- Instructions for the task
Your answer should be only the lines below from the one with "## Checklist" to the one with "- [x] This change", repeated exactly, ends included.

***** Data *****

PR #41039, opened 2026-08-20
feat(rag): add native knowledge graph (GraphRAG) for built-in knowledge base

### LINKED ISSUE #40755: [Feature Request] Native Knowledge Graph / GraphRAG support for built‑in knowledge base
### Self Checks

### Self‑check
- [x] I have searched existing issues and discussions, no exactly matching feature request.

### Is your feature request related to a problem? Please describe.
Our team is currently using Dify for internal knowledge‑base applications.
The current built‑in knowledge base only supports vector/keyword hybrid retrieval.
When facing complex business documents, multi‑hop reasoning, entity‑relationship correlation questions, traditional vector‑based RAG often fails, and brings hallucinations.

Solutions like RAGFlow, KAG have native GraphRAG / knowledge‑graph enhanced RAG, while Dify does not have built‑in support.
We can integrate external GraphRAG services via workflow HTTP node or external‑knowledge‑base API, but this brings extra maintenance overhead, extra service deployment, and cannot reuse Dify’s existing document upload, parsing, citation, permission management.

### Describe the solution you'd like
I would like to ask: are there official plans to add native knowledge‑graph / GraphRAG capability inside Dify’s knowledge‑base pipeline?

Expected features:
1. Entity & relation extraction when importing documents inside Dify.
2. Hybrid retrieval: vector search + knowledge‑graph multi‑hop traversal.
3. Keep original citation capability, reuse Dify’s document management & permission.
4. Optional: support popular graph databases(Neo4j etc.) as backend.

### Describe alternatives you've considered
1. Call external GraphRAG service through workflow HTTP node, maintain another independent service.
2. Use Dify external knowledge‑base API to connect third‑party GraphRAG system.
Both options increase operation complexity for our production deployment.

### Additional context
Many enterprise scenarios require multi‑hop reasoning over business documents. This feature will greatly improve complex‑question answering quality.

_No response_

mesrop2008:
Fixes #40755

## Summary

Adds native GraphRAG support to Dify's built-in knowledge base, as requested in #40755. During indexing, an LLM extracts entities and relations from each chunk; retrieval can then traverse those connections across chunks and documents, in addition to the existing vector/keyword index — answering multi-hop questions that plain similarity search misses (e.g. "what does Company A ultimately own?" when the answer is two acquisitions away).

Design choices, matching the issue's four requirements:

* **Entity/relation extraction on import** — one LLM call per chunk during indexing, gated behind a per-dataset `graph_index_setting` so datasets that don't opt in see zero behavior or cost change.
* **Hybrid retrieval (vector + graph traversal)** — the graph runs as an additional leg inside Hybrid Search (and Keyword Search, for Economy-indexed datasets), merged and reranked alongside vector/full-text results. Plain Vector Search is untouched by design.
* **Citations reused as-is** — every extracted fact carries a provenance link back to a `DocumentSegment.index_node_id`, so graph hits resolve to ordinary segments and go through Dify's existing citation, document management, and permission paths unchanged.
* **Pluggable graph store** — Postgres by default (no new infrastructure required, reuses the metadata database); optional Neo4j via `GRAPH_STORE=neo4j` (requires `uv sync --group graph-neo4j`).

New surface area: a Knowledge Graph settings panel (toggle, extraction model, traversal depth, query fallback) and a graph explorer tab in the dataset sidebar (force-directed visualization, entity search, stats).

## Impact

* **Existing datasets: zero behavior change.** The graph is entirely opt-in per dataset (`graph_index_setting.enabled`, off by default). Datasets that don't enable it see no change to indexing time, retrieval results, cost, or UI — no new sidebar tab, no extra queries, no extra LLM calls.
* **Database migration required.** Adds three tables (`dataset_graph_entities`, `dataset_graph_relations`, `dataset_graph_chunk_links`) and one column (`datasets.graph_index_setting`, JSONB). Runs automatically via the existing `flask upgrade-db` / `MIGRATION_ENABLED` startup path; no manual steps, no backfill of existing data.
* **Cost/latency, only for datasets that opt in:**
  * *Indexing*: one additional LLM call per chunk (entity/relation extraction), run concurrently, capped by `KNOWLEDGE_GRAPH_EXTRACTION_WORKERS` (default 5). Extraction failures are caught and logged, never fail the underlying vector/keyword index for that chunk.
  * *Retrieval*: Hybrid Search and Keyword Search gain one extra parallel leg (a lexical entity lookup plus a bounded graph walk, capped by `max_depth`/`max_neighbors_per_hop`). No new embedding calls; only an LLM call as a fallback when lexical entity matching finds nothing — and that fallback can be switched off per dataset.
* **No new required dependencies.** The default Postgres graph store reuses the existing metadata database. `echarts`/`echarts-for-react` (used for the graph visualization) were already project dependencies; the graph view imports them via the modular entry point (only the graph series, tooltip, and canvas renderer) rather than the full package, to keep bundle/build cost close to zero. `neo4j` is a genuinely optional dependency, only needed if a tenant sets `GRAPH_STORE=neo4j`.
* **No breaking API changes.** All new endpoints (`GET /datasets/{id}/graph`, `GET /datasets/{id}/graph/stats`) and fields are additive; existing console/service API responses gained one new optional field (`graph_index_setting`) on the dataset detail response.

## Review feedback addressed

All findings from the previous review round are resolved. Summary of what changed:

### Blocking

* **A graph failure could fail the whole retrieval.** `graph_search` joined the shared `exceptions` list that `_retrieve` raises on, so a graph backend outage took vector and full-text results down with it — the opposite of an enhancement layer. The leg no longer receives that list at all; the parameter was removed from the signature so it cannot regress, and a test asserts its absence. Failures are logged and the leg is skipped.

### High

* **Graph rows were stranded when a dataset was deleted.** Deletion reconstructs a bare `Dataset` whose settings are absent, so the opt-in guard skipped cleanup and left rows behind forever. Added `GraphIndexService.purge_dataset()`, which drops every graph row unconditionally, and wired it into `clean_dataset_task` and `clean_when_dataset_deleted`. Graph cleanup in the index processors also moved to the *first* step of `clean()`, because the vector/keyword legs below it can raise and callers swallow that failure while continuing to delete the dataset.
* **Neo4j store correctness.** Schema constraints and indexes are now created once per process (including an index on `SUPPORTS.relation_id`); merges run inside `execute_write` under the same distributed lease as Postgres; orphan pruning deletes unsupported relations before entities, via `OPTIONAL MATCH` + `count()`, so zero-support edges cannot survive. Counters are recomputed rather than incremented (see below).
* **`document_ids_filter` was applied as a result post-filter.** That let an excluded document seed the walk or act as an intermediate hop, leaking its existence through the returned path even when its chunks were filtered from the output. The filter is now an authorization boundary threaded through seed selection, traversal, and chunk-link lookup in both the retrieval service and the Postgres store. Four tests cover it: an excluded document cannot seed the walk, cannot bridge a multi-hop path, and never appears in a returned path.

### Medium

* **Unbounded extraction concurrency.** `KNOWLEDGE_GRAPH_EXTRACTION_WORKERS` bounded one call's thread pool, but bulk indexing runs many celery tasks at once, so real concurrency was workers × concurrent tasks. Added a process-wide `BoundedSemaphore` budget. *Partial by design and documented:* this is per process, not deployment-global — a true global budget needs Redis coordination, and total spend still scales with the number of deployed workers, which is the number operators actually control.
* **Counter drift.** `frequency` and `weight` were incremented on every merge, so re-indexing a document inflated them permanently. Both are now recomputed from the chunk links that actually exist, in both backends, with tests covering the drift case.
* **Unbounded prompt and per-segment lookups.** Added `MAX_EXTRACT_PROMPT_LENGTH` (20000) so an oversized chunk cannot produce a runaway prompt, and segment resolution now happens before scoring, batched, rather than one query per chunk.
* **Settings were not validated at the save boundary.** Enabling the graph without an extraction model silently produced a dataset that could never build one. `validate_graph_index_setting` now merges incoming values over stored ones, validates the result, and verifies the extraction model exists for the tenant via `check_graph_extraction_model_setting`. Validation deliberately lives at the save boundary, not in the domain model used to *read* stored settings — otherwise stored-invalid data becomes a hard parse failure and blocks retrieval over an existing graph. The dataset response also gained the full set of 11 fields, so the console can round-trip what it saved.
* **Concurrent merges across workers.** Added a Redis distributed lease (`graph_index_lock`) held per dataset, renewed between merge phases with `replace_ttl` so a long merge cannot lose it silently, and released in a `finally`. Losing the lease mid-write raises rather than letting two writers interleave.
* **Console kept serving graph data after the feature was switched off.** `get_stats` and `explore` are now gated on `is_enabled(dataset)`. Rows survive so re-enabling does not mean re-indexing, but the API stops serving them the moment the UI stops offering the feature.
* **Untrusted input was undocumented.** Document content reaches the extraction prompt verbatim and the resulting facts are persisted without a confidence gate, so a crafted document can plant edges that later act as false multi-hop bridges. Documented in the extractor's docstring and in the README's Limitations section, along with the mitigations that do exist: facts never cross knowledge bases, and each one is traceable back to its source chunk.

### Minor

* Neo4j's description merge used a literal `\n` instead of a real newline, so merged descriptions differed from Postgres — fixed for parity.
* Added an index on `(dataset_id, frequency)` to support the ordering the explorer uses.
* External knowledge bases now reject `graph_index_setting` explicitly and hide the control, since they have no documents of their own to extract from.
* The graph view passed `relation.predicate` directly as an ECharts label formatter, which treats a string as a *template* — a predicate containing `{a}` or `{b}` would have been expanded as a placeholder. It is now returned from a callback so it renders verbatim.
* Added an `aria-label` to the Query Fallback switch, moved long internal rationale out of the generated OpenAPI/zod docstrings, and added operator documentation (`api/core/rag/graph/README.md`) covering cost, backend choice, settings, and limitations.

### Deferred, with reviewer's agreement

* **Per-chunk failed state and a "rebuild graph" console action.** Extraction failures are logged and swallowed by design, so the vector index survives — but a user on a rate-limited or misconfigured model sees a sparse graph with no explanation in the UI, and the only rebuild path today is re-indexing the document. Documented under Limitations; worth a follow-up.

### Known limitations, documented rather than fixed

* Entity name lookup uses `LIKE '%term%'`, which no btree index can serve. A trigram index would require the `pg_trgm` extension, which cannot be assumed to be available.
* `graph_search` exists as an enum member for callers building a retrieval config directly, but is not offered as a standalone mode in the console — the value is the merged result set.

## Testing & Validation

* **87 tests** across `api/tests/unit_tests/core/rag/graph/`, `api/tests/unit_tests/core/rag/datasource/graph/` and `test_retrieval_methods_graph.py` — entity normalization, JSON extraction parsing, graph traversal/scoring, null-tolerant settings, Postgres store merge/dedup/orphan-pruning, counter drift, document scoping, the distributed lease, and which retrieval methods trigger the graph leg.
* **218 tests** passing across those suites plus every suite this change touches (`test_datasource_retrieval`, `test_external`, `test_dataset_service_dataset`, `test_clean_dataset_task`).
* Matching frontend tests for the graph chart color/sizing logic and the dataset-settings form state; `tsc --noEmit` clean across the web app.
* `ruff format`, `ruff check`, response-contract lint, import-linter, dotenv-linter and `mypy` run clean; `pyrefly` reports no new errors.
* Branch merged up to current `main` and re-verified afterwards.
* **Manually verified end-to-end** against a live stack: enabled the graph on a real dataset, confirmed extraction ran per chunk during indexing (32 entities / 35 relations from two documents), confirmed the explorer rendered and filtered the extracted subgraph, and confirmed that a Hybrid Search query whose answer spans two documents returns the bridging chunks — and ranks them above the shallow title matches the same query returns with the graph switched off. See the before/after below.

### Dataset settings

The Knowledge Graph panel in **Knowledge → Settings**. Off by default; enabling it requires choosing an extraction model, and the cost of doing so is stated at the point of choice.

graph_settings

### Knowledge graph explorer

| Extracted graph | Entity detail |
| --- | --- |
| full graph | entity detail |
| 32 entities and 35 relations extracted from two documents, typed and counted. | Hovering a node shows the description the extractor produced, not just a label. |

| Focused view | Entity search |
| --- | --- |
| focused view | entity search |
| Clicking an entity narrows the graph to its neighbourhood. | Searching filters both the graph and the entity list. |

**Empty state** — the graph is built during indexing, so a dataset that enabled it after its documents were indexed sees this until they are re-indexed.

### Retrieval: Hybrid Search with the graph off vs. on

Two documents connected only through a shared person, as a two-hop path with **no direct edge** between the endpoints:

```
Northwind Robotics --founded_by--> Dr. Elena Vasquez --leads--> Project Meridian
```

Asking *"What is the connection between Northwind Robotics and Project Meridian?"* under Hybrid Search, Top K 3:

| Before — graph disabled | After — graph enabled |
| --- | --- |
| retrieval_graph_disabled | retrieval_graph_enabled |
| `0.67` "Project Meridian: Research Programme Overview"<br>`0.61` "Northwind Robotics: Company Profile"<br>`0.56` "In 2021 Northwind Robotics was acquired by Halberd Industrial Group…" | `0.75` "Project Meridian was established in 2020 and is **led by Dr. Elena Vasquez**…"<br>`0.74` "Northwind Robotics is an industrial automation company…"<br>`0.69` "Northwind Robotics was **founded in 2011 by Dr. Elena Vasquez**…" |
| Both documents are reached — the query names both entities, so full-text matches them. But the hits are two document **titles** and an unrelated acquisition fact. None of them contains the link, and the person joining the two never appears. The question is not answerable from these chunks. | The graph leg seeds on the two named entities, walks the two-hop path through the shared person, and pulls back the chunks that actually **carry** the connection — both naming Dr. Elena Vasquez. Every score rises, and the top two chunks together answer the question. Each hit resolves to an ordinary segment and is cited like any other. |

## Checklist

- [x] This change requires a documentation update, included: [Dify Document](https://github.com/langgenius/dify-docs) — new dataset setting, new retrieval behavior, and optional `GRAPH_STORE`/Neo4j env vars need to be documented there.
- [ ] I've updated the documentation accordingly. — not yet done; the dify-docs update is a separate follow-up PR in that repo.


QianJinGuo (commented):
# Review: native knowledge graph (GraphRAG) for built-in KB

First — this is a serious, well-executed feature: the store abstraction mirrors the keyword factory, every fact carries provenance back to a citable `DocumentSegment`, extraction is best-effort and never aborts indexing, the query path keeps cost near zero for lexical matches, normalization edge cases (unicode folding, self-loops, predicate casing, endpoint backfill) are all unit-tested, and the multi-hop chain-graph test is exactly the right behavioral test for this feature. That said, I found one availability bug, three correctness/lifecycle bugs, and a set of smaller issues — details below, all verified against the diff and the base repo.

## Blocking

**B1. A graph-store failure takes down hybrid/keyword retrieval entirely.**
`RetrievalService.graph_search` appends any exception to the shared `exceptions` list, and `_retrieve` raises when that list is non-empty (`retrieval_service.py:877-878`). So a Neo4j outage or a graph-query error fails every hybrid/keyword retrieval for graph-enabled datasets even when the vector/full-text legs succeeded. This contradicts the PR's own design note ("a failure here is logged and swallowed"), which holds at index time but not at retrieval time. Fix: log and skip the leg in `graph_search` — don't touch the shared `exceptions` list (it's shared with the primary legs, so a graph failure can also mask or compound other failures).

## High

**H1. Dataset deletion can strand graph data — two failure modes.**
(a) `clean_dataset_task` reconstructs a minimal `Dataset` without `graph_index_setting` (`clean_dataset_task.py:60-66`), so `GraphIndexService.delete_all()` returns immediately on its `if not dataset.graph_index_setting` guard. (b) Graph cleanup is appended at the *tail* of each processor's `clean()`; the base task catches cleanup exceptions and continues deleting the dataset (`clean_dataset_task.py:95-104`), so if vector/keyword cleanup throws first, the graph cleanup line never runs. The three new tables also have no DB-level cascade. Net effect: Postgres rows and Neo4j nodes survive for deleted datasets (untracked cost + data retention issue). Fix: load `graph_index_setting` in the deletion task (or add explicit DELETEs for the three tables) and make graph cleanup first-class/final-`finally` rather than last-line.

**H2. Neo4j keeps traversing deleted relations.**
Orphan pruning on deletion removes entities and chunk nodes, but `DIFY_RELATION` edges that have lost all of their supporting chunks are never removed (`neo4j_graph_store.py:166-203`). Retrieval walks relations by endpoints (`neo4j_graph_store.py:256-279`), so deleted facts keep bridging live entities and influencing multi-hop results. The Postgres backend doesn't have this variant (relations are rows deleted by document/chunk). Fix: after pruning, delete relations with zero remaining chunk links.

**H3. Traversal ignores `document_ids_filter` and segment state until the very end.**
Seeds, the BFS walk, and chunk scoring all run unfiltered; `document_ids_filter` and the `enabled`/`COMPLETED` checks are applied only when final segments are resolved (`graph_retrieval.py:357-407`). Consequences: excluded documents contribute seed entities and bridge paths; disabled/indexing segments influence scores; and `graph_path` metadata can expose entity names/predicates originating from excluded documents. If document filters are an authorization boundary this is security-sensitive; either way it's a retrieval-correctness defect. Fix: push the filter into seed selection and traversal, or state explicitly that filters are best-effort.

## Medium

**M1 (ops risk).** Per-call extraction threads are capped (`KNOWLEDGE_GRAPH_EXTRACTION_WORKERS`), but bulk indexing runs through multiple celery tasks, so real extraction concurrency is deployments × workers with no graph-specific budget, and the settings form shows no cost estimate. "1 LLM call per chunk" on a 100k-chunk backfill is a big surprise bill. Suggest a cost hint in the settings UI and optionally a global semaphore.

**M2 (broadened).** Counter drift affects entity frequency **and** relation weight, on re-indexing *and* delete/prune paths: counters only ever increase, and orphan pruning never recomputes the surviving counts (Postgres `postgres_graph_store.py:938,1017`; Neo4j `:596-624`). Since `search_entities` ranks by frequency, drift distorts retrieval over time. Fix: recompute from chunk links after replacement/pruning.

**M3.** Query-time LLM seed fallback runs on every lexical miss with no separate toggle or warning. Consider a per-dataset switch, and document that a miss costs one LLM call.

**M4.** Settings round-trip can erase server-side config: the response contract exposes only five fields while `GraphIndexSetting` carries more (`extract_prompt`, `max_seed_entities`, `hop_decay`, …); the frontend sends the returned object back wholesale and the service replaces the stored setting — a later console save silently drops fields it doesn't know. The update payload also accepts an unvalidated `dict[str, Any]` (no provider/model existence or prompt-size checks).

**M5.** Neo4j `add_chunk_graphs` has no serialization (Postgres uses the Redis lock) and no single transaction spanning delete + entity + relation writes — concurrent re-indexing can interleave, and a mid-flight failure leaves a partial graph while `GraphIndexService` swallows the error.

**M6.** Disabling graph indexing doesn't disable the console graph APIs: `get_stats()`/`explore()` only check that `graph_index_setting` exists, not `enabled` — stale graph data stays queryable through the API after the UI hides the feature.

**M7.** Untrusted document text flows into the extraction prompt, and parsed output is persisted without confidence gates or schema constraints — a crafted document can fabricate entities/relations that later act as false multi-hop bridges. This is an integrity/quality risk worth at least a documented limitation (and later: schema-guided extraction or confidence thresholds).

## Minor

- `Neo4jGraphStore.__init__` runs `_ensure_constraints()` (two DDL round-trips) on every construction, including retrieval paths. Constraints are global — create once, module-level.
- The Redis lock lease is a hard-coded 600s with no renewal; a >10 min merge releases it mid-write. Renew or fail fast with a structured warning.
- Entity lookup scales poorly: Postgres `LIKE '%term%'` + frequency ordering and Neo4j `CONTAINS` have no supporting index (`list_entities` also sorts by frequency unindexed).
- The graph toggle can be enabled with no extraction model selected; `get_setting()` then silently no-ops while the UI shows "enabled". Show a validation error instead.
- The echarts edge-label formatter passes `relation.predicate` unescaped — safe with the canvas renderer today, but worth escaping defensively in case the renderer changes.
- External datasets render/save graph settings in the form, but `_update_external_dataset()` ignores the field — a dead control; hide or reject it.

## Follow-ups (fine to defer)

- Reconciliation semantics for failed/empty extractions (a per-chunk failed state or a "rebuild graph" console action) — today the docs tell users to re-index documents, which works but is heavy-handed.
- `GRAPH_SEARCH` is in the public enum and generated contracts, but console retrieval config still offers only semantic/full-text/hybrid — state the policy (internal-only?) explicitly.
- Are `packages/contracts/generated/*` regenerated by CI on merge, or should reviewers diff them by hand?
- An operator docs page for the Neo4j extra (`GRAPH_STORE`, `KNOWLEDGE_GRAPH_NEO4J_*`, `uv sync --group graph-neo4j`).

## Verified non-issues (checked, no finding)

- Cypher and SQL injection: all queries are parameterized; the LIKE probe escapes wildcards.
- Graph-viewer XSS: tooltip HTML is escaped; other values render as React text nodes.
- Tenant isolation: dataset access is RBAC-gated, dataset IDs are global PKs, graph rows carry `tenant_id`/`dataset_id`, and model resolution is tenant-scoped via `ModelManager.for_tenant`. Provider/store selection is deployment-global — a rollout trade-off worth documenting, not an isolation defect.

---

Happy to help with fixes for any of the above — the multi-hop retrieval and the lifecycle pieces (H1/H2) in particular would be fun to dig into. Thanks for building this properly.

mesrop2008:
@QianJinGuo 
Thank you for this — an unusually thorough review, and several findings were things I would not have caught myself. B1 and H3 especially: I had convinced myself the "logged and swallowed" note covered retrieval too, and it only ever held at index time.

All of it is addressed — blocking, high, medium and minor. Rather than repeat it here, I've written it up point by point under **"Review feedback addressed"** in the PR description, using your numbering so you can check items off against your own list.

Three things worth calling out that you shouldn't have to go looking for:

* **Entity lookup scaling is the one I did not fix.** `LIKE '%term%'` is still unindexable; a trigram index needs `pg_trgm`, which I don't think can be assumed available. Documented under Limitations. If you'd accept a conditional `CREATE EXTENSION`, I'm glad to add it.
* **The extraction budget is per process, not deployment-global.** A true global budget needs Redis coordination, and total spend still scales with the number of deployed workers. Documented as such rather than papered over — happy to do the Redis version if you'd rather it landed here.
* **Per-chunk failed state / "rebuild graph"** stays in the follow-up bucket, as you flagged. One data point for it: while testing I hit a rate-limited API key, which produces a sparse graph with no explanation anywhere in the UI, and re-indexing is the only way back. It's the first thing I'd pick up next.

On your contracts question — `autofix.ci` regenerates them on the PR and commits the result, so reviewers shouldn't need to diff them by hand. I regenerate locally as well, mostly so the diff stays small: running `openapi-ts` without the `vp fmt generated/api` step afterwards turns a ~40-line diff into tens of thousands of formatting-only lines.

The branch is also merged up to current `main` and re-verified. That wasn't free: upstream changed the `rbac_permission_required` signature, removed the `useModelList` hook, and moved `consoleQuery` to `@/service/console` — none of which conflicted textually, all of which broke at build time. Fixed, and the knowledge-graph migration is repointed onto the current head so the chain keeps a single head.

Re-review whenever you have time would be much appreciated. And thank you for offering to help with the fixes — I've had a go at all of them here, but H1/H2 and the traversal changes are the parts I'd most value your eyes on, since you know this area far better than I do.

*****

- Written reply
## Checklist

- [x] This change requires a documentation update, included: [Dify Document](https://github.com/langgenius/dify-docs) — new dataset setting, new retrieval behavior, and optional `GRAPH_STORE`/Neo4j env vars need to be documented there.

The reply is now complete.